郑允珏忙摆手,不是, 竖起一根大拇指, 我这是佩服。
衣轻飏不懂他脑子奇奇怪怪想些什么,摇头道,说正事吧, 我已从染霄子那儿把真相知道得七七八八了, 你这禁阵,可还有什么好说的?
郑允珏不由蹙眉, 感觉棘手:我说怪不得, 有你进了秘境后,沐青还是得到了新身体
说着, 莫名上下打量支颐而坐的衣轻飏。
看什么?
郑允珏:看你有事无事。
衣轻飏淡道:我好得很。

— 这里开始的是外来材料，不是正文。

Issue #3311, opened 2017-10-04
Doco for the new conversation id override strategy


andreasohlund:
For the sample we'll likely suggest a custom attribute to flag the ID fields.

```
    class PlaceOrder   

        [BusinessId] //user defined attribute
        string OrderId;
```

Me and @weralabaj could come up with the following options that we can mention as well:

### Hardcode aka "Wall of code"

```
   if(context.Message is PlaceOrder)
       id = context.Message.OrderId;
```

### Marker interface aka "categorized wall of code"
```
interface IOrderRelatedMessage
    string OrderId;

interface ICustomerRelatedMessage
    string CustomerId;
```
### Convention on names + reflection aka "Magic"
```
    if(context.Message.IsCommand)
    {
        string entity = ParseEntityName(context.Message.Type);

        id = CachedReflectionInvoked(context.Message,$"{entity}Id")

        return true;
    }
  ```

weralabaj:
@andreasohlund not sure why we need to

> Record demo

where do you want to post it?

andreasohlund:
I was going to post in our demo slack channel?

weralabaj:
Ah ok, since it's a public repo I wasn't sure if you want to include it in the doco page or sth ;)

andreasohlund:
PR merged, will start with this shortly

weralabaj:
ping @andreasohlund

andreasohlund:
I was planning to do this as soon as https://github.com/Particular/docs.particular.net/pull/3447 is in

andreasohlund:
Doco PR raised https://github.com/Particular/docs.particular.net/pull/3615

andreasohlund:
Doco is merged, no longer convinced that we need a sample, closing this as done

PR #3447, opened 2017-11-19
Added snippet to show how to override conversation ID header value.

ramonsmits:


ramonsmits:
@andreasohlund I'm trying to override the value, but it doesn't work.

> Cannot set the NServiceBus.ConversationId header to 'XXXXX' as it cannot override the incoming header value ('2f4076a0-d8de-4297-9d18-a830015dd42a').

Why not??

andreasohlund:
We concluded that overriding should only be happening when sending outside
messagehandlers. Do you have a use case for overriding on
handlers?(essentially ”breaking” the message flow chain)

andreasohlund:
@timbussmann I remember that you had some concerns that we're being to strict?

Snippets/Core/Core_7/Headers/OverrideConversationId.cs
```diff
@@ -0,0 +1,17 @@
+﻿using System.Threading.Tasks;
+using Core7.Handlers;
+using NServiceBus;
+
+public class ConversationIdHeaderOverride
```
andreasohlund: @ramonsmits I'm about to add doco for https://github.com/Particular/NServiceBus/blob/74a1c4bddfc5167deeb8fcd010fe0644f25823fa/src/NServiceBus.AcceptanceTests/Core/Causation/When_overriding_conversation_id_generation.cs#L53 

I wonder if we should make that the only documented option for v7? (or is there still a usecase for "poluting" the business code with setting the header)

nservicebus/messaging/headers.md
```diff
@@ -89,6 +89,11 @@ Identifier of the conversation that this message is part of. It enables the trac
 
 The first message that is sent in a new flow is automatically assigned a unique `Conversation Id` that is then propagated to all the messages that are subsequently sent, thus forming a _conversation_. Each message that is sent within a conversation also has a `RelatedTo` value that identifies the originating message that caused it to be sent. 
 
+There are scenarios where you want to override the Conversation Id because having a single huge conversation doesn't make sense. This can be done by overriding the header with a new value:
```
andreasohlund: I'd say its not about a single huge one but rather having a business related id instead to make things like `PlaceOrder` and `CancelOrder` show up in the same conversation (and display nicely in SI) by using the OrderId as the conversation id?

I was planning to pull this more philosophical part out to a dedicated page as part of https://github.com/Particular/docs.particular.net/issues/3311

So perhaps we can shorten this to "Overriding the ConversationId is done setting the conversation id header value when sending a message"

Then I can deal with the full explanation as part of #3311?

timbussmann:
@andreasohlund yeah I was wondering about the risk of allows allowing overwriting the conversationid. But so far I think we haven't heard from users having issues with the current behavior.

Snippets/Core/Core_7/Headers/OverrideConversationId.cs
ramonsmits: To be honest, I think the business code is the perfect place to indicate what the conversation ID is. I personally would want this magic per message to be hidden in a mutator or pipeline unless it can be really applied generically.

ramonsmits: For example, you could use a convention based on message ID, take the first part of a message ID to identify the conversation:

nservicebus/messaging/headers.md
DavidBoike: It can be about a single huge one. Picture a long-running process like a scheduler (or implemented as a "We finished one, send a message to do another") that periodically spawns "child conversations" where currently the entire conversation would span multiple months and thousands of messages.

ramonsmits: THat is exactly what I meant with huge, its never ending saga with timeouts.

ramonsmits:
@timbussmann We did, in the past I processed a case where this was an issue because in ServiceInsight it was impossible to look at the conversation.

ramonsmits:
@andreasohlund updated the current document but still would like to see the ability to override the behavior. The only way to do that would I think manipulate the incoming headers someway or to use IMessageSession within a receive operation which both really shouldn't be needed.

timbussmann:
> We did, in the past I processed a case where this was an issue because in ServiceInsight it was impossible to look at the conversation.

I think we had a v6 issue where it wasn't possible to set a custom id as it was always overriden by the pipeline at a later point.

Snippets/Core/Core_3/Headers/OverrideConversationId.cs
```diff
@@ -0,0 +1,12 @@
+﻿using NServiceBus;
```
timbussmann: why adding v3 snippets?

Snippets/Core/Core_6/Headers/OverrideConversationId.cs
```diff
@@ -0,0 +1,17 @@
...
+using NServiceBus;
+
+public class ConversationIdHeaderOverride
+{
+    public async Task Handle()
+    {
+        IMessageHandlerContext context = null;
+        #region override-conversation-id
+        var sendOptions = new SendOptions();
+        sendOptions.SetHeader(Headers.ConversationId, "MyCustomConversationId/" + System.Guid.NewGuid());
```
timbussmann: I think there is no scenario (except 3rd party integration) where an incoming message doesn't have a conversation id present. Given that this will fail, it doesn't seem to be a valid snippet to set a conversation id in a handler.

Snippets/Core/Core_3/Headers/OverrideConversationId.cs
ramonsmits: Because it wasn't any effort to add.

Snippets/Core/Core_6/Headers/OverrideConversationId.cs
ramonsmits: @timbussmann You are right, this was still under the assumption that is would work. I'll update the interface.

andreasohlund:
>but still would like to see the ability to override the behavior. The only way to do that would I think manipulate the incoming headers someway or to use IMessageSession within a receive operation which both really shouldn't be needed.

Agreed, can you raise a core issue to track this?

andreasohlund:
>pipeline unless it can be really applied generically.

That was the intent with guiding the users towards a custom attribute/interface/etc , see https://github.com/Particular/docs.particular.net/issues/3311

Ie to mark their business message in some way, but have the actual extraction be generic to not clutter the code that emits the message. Does that make sense?

nservicebus/messaging/headers.md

不就是知道天道眼里,我到底是个东西了吗,有什么不好。
郑允珏无奈笑着,坐下摇起折扇:口不对心,你本性了。
有关这禁阵, 他继而道,你经历过这一世, 想必已清楚, 这禁阵便是个诓你进来的幌子。
我是清楚, 衣轻飏蹙眉,只是你当年
郑允珏道:舟遥兄想是已知道, 为弥补天地间阴浊之气不足, 天尊不得不放出上古时封印于神器中的怨气, 但八方神器, 却有一件早已丧失封印功效, 为阳清之气所净化。
衣轻飏了然:守一剑?
正是。郑允珏颔首,丧失功效的第八件神器,即是守一剑。
衣轻飏忆起上辈子,大师兄死后,他自清都山夺得守一剑,便开始按郑允珏献上的秘法修炼禁阵。
守一剑,也正是他最后漏算的那一步:他欲将自身怨力移至守一剑之上,使其恢复为第八件神器,可守一剑却早已丧失封印怨气的功效。
故而,他引出自身怨力之后,却无法收回。一时心神俱乱,被他的怨气压制的其他七件神器也一一失控,以至于其中封印的怨灵全逃了出来,肆虐人间,酿成大祸。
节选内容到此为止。